## WHAT TO WORK ON
Gather each line in the entries that includes the string "DateTime".

[Collection entries]
▶
PR #404, opened 2022-06-30
Fix to MessageBuilder.

tiago18c:
| Ready | Bug/Refactor | No | [Link](<Issue link here>) |

## Problem

Message builder would introduce bad account index without warning.

## Solution

Throwing Exceptions when the account index is not found. Fixed MessageBuilder performance - no longer encoding / decoding all keys between binary and b58.


murlokito (approved):
LGTM

PR #405, opened 2022-07-01
Account ordering now matches web3.js

### LINKED ISSUE #397: Restore compatibility with web3.js on partial signing
As discussed here #396

tiago18c:
| Ready | Bug/Refactor |  Closes #397 |

## Problem

Partial signing is incompatible with web3.js

## Solution

Fixed account ordering to match web3.js. 

Minor version bump instead of patch.


murlokito (approved):
LFG

Issue #426, opened 2022-12-19
[Bug] call to getTransaction on a versioned transaction fail


nazbrok:
Solana introduced [versioned transaction]( https://edge.docs.solana.com/developing/versioned-transactions)

currently Solnet support only LEGACY transaction because the optional parameter `maxSupportedTransactionVersion` is not set on getBlock and getTransaction

to my understanding we just need to always set this optional parameter to 0 to support both mode. 

**To Reproduce**

Metaplex action house started to use versioned transaction.
Here is a (failed) TX using versioned transaction : [X1GTDnoauLQvM7VoZjC492dVY1YRmYCbUDPX7WwyuiWizFyigJfdGJh61Qrkr7hjAqoo8aVWJLWXEeRgqv7JQPp](https://solscan.io/tx/X1GTDnoauLQvM7VoZjC492dVY1YRmYCbUDPX7WwyuiWizFyigJfdGJh61Qrkr7hjAqoo8aVWJLWXEeRgqv7JQPp)

calling getTransaction for this tx return this json

`{"jsonrpc":"2.0","error":{"code":-32015,"message":"Transaction version (0) is not supported by the requesting client. Please try the request again with the following configuration parameter: \"maxSupportedTransactionVersion\": 0"},"id":54}`

BifrostTitan:
https://github.com/bmresearch/Solnet/pull/419/commits/eac74306442d8585646c90cb17bf7b2b57f4a529

Added support for versioned transactions. I believe compile message needs a update to write versioned transaction from the client not totally sure so this only covers the reading portion.

nazbrok:
> [eac7430](https://github.com/bmresearch/Solnet/commit/eac74306442d8585646c90cb17bf7b2b57f4a529)
> 
> Added support for versioned transactions. I believe compile message needs a update to write versioned transaction from the client not totally sure so this only covers the reading portion.

indeed this PR only aim to fix the reading portion for the moment.
My knowledge of Solana isn't great so I didn't dive too much into the writing part (yet)

nazbrok:
Well looks like this PR only fix the call to getTransaction and getBlock and is finally not enough for the reading portion

The transaction format changed so Solnet currently fail to decode the tx because of the table lookup I think.

BifrostTitan:
https://github.com/bmresearch/Solnet/commit/eac74306442d8585646c90cb17bf7b2b57f4a529
[...]

PR #428, opened 2023-01-16
Add optionnal parameter maxSupportedTransactionVersion to support ver…

nazbrok:
This PR aim to fix the issue #426  

Solana added versionned transaction since EPOCH 358.

Current version of solnet only support `getTransaction` and `getBlock` on LEGACY version.
To be able to call getTransaction or getBlock on versionned transaction, the optionnal parameter `maxSupportedTransactionVersion` need to be set to `0`.

### DIFF
--- a/src/Solnet.Rpc/Models/MessageV0.cs
+++ b/src/Solnet.Rpc/Models/MessageV0.cs
@@ -1,0 +1,324 @@
+using Solnet.Rpc.Utilities;
+using Solnet.Wallet;
+using Solnet.Wallet.Utilities;
+using System;
+using System.Collections.Generic;
+using System.IO;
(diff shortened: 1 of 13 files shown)


src/Solnet.Rpc/Models/MessageV0.cs
```diff
@@ -0,0 +1,324 @@
...
+using Solnet.Wallet;
+using Solnet.Wallet.Utilities;
+using System;
+using System.Collections.Generic;
+using System.IO;
+using System.Linq;
+
+namespace Solnet.Rpc.Models
+{
+    public class VersionnedMessage
```
StephenDemanuele, line 11: typo: VersionedMessage

PR #487, opened 2025-03-19
use asynchronous with RateLimiter

### LINKED ISSUE #486: Thread.Sleep terrible for Task
https://github.com/bmresearch/Solnet/blob/71d0a30bd811818eb08036a27d02215d1f4e7c71/src/Solnet.Rpc/Utilities/RateLimiter.cs#L62

Can we make it to async await with Task.Delay ? 

```csharp
        public async Task WaitFireAsync(CancellationToken cancellationToken = default)
        {

            var checkTime = DateTime.UtcNow;
            var resumeTime = NextFireAllowed(checkTime);
            var snoozeMs = resumeTime.Subtract(checkTime).TotalMilliseconds;
            while (DateTime.UtcNow <= resumeTime)
                await Task.Delay(50, cancellationToken);

            // record this trigger
            if (_duration_ms > 0)
                _hit_list.Enqueue(DateTime.UtcNow);

        }


    //use
    await (_rateLimiter?.WaitFireAsync() ?? Task.CompletedTask);
```
and set `[Obsolete]` on `Fire` for keep testing

tqk2811:
| Ready| Refactor| No | [Link](https://github.com/bmresearch/Solnet/issues/486) |

## Problem

Thread.Sleep is terrible for Task

## Solution

Change it to asynchronous with Task.Delay

## Before & After Screenshots

**BEFORE**:
image
image
image

**AFTER**:
image
image
image

### DIFF
--- a/src/Solnet.Rpc/Core/Http/JsonRpcClient.cs
+++ b/src/Solnet.Rpc/Core/Http/JsonRpcClient.cs
@@ -78,8 +78,8 @@ namespace Solnet.Rpc.Core.Http
             try
             {
                 // pre-flight check with rate limiter if set
-                _rateLimiter?.Fire(); 
-                
+                await (_rateLimiter?.WaitFireAsync() ?? Task.CompletedTask);
+
                 // logging
                 _logger?.LogInformation(new EventId(req.Id, req.Method), $"Sending request: {requestJson}");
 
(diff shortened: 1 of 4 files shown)


BifrostTitan:
Yeah should be using TAP and not blocking the thread using sleep.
◀
## RESULT OF THIS TASK
            var checkTime = DateTime.UtcNow;
            while (DateTime.UtcNow <= resumeTime)
                _hit_list.Enqueue(DateTime.UtcNow);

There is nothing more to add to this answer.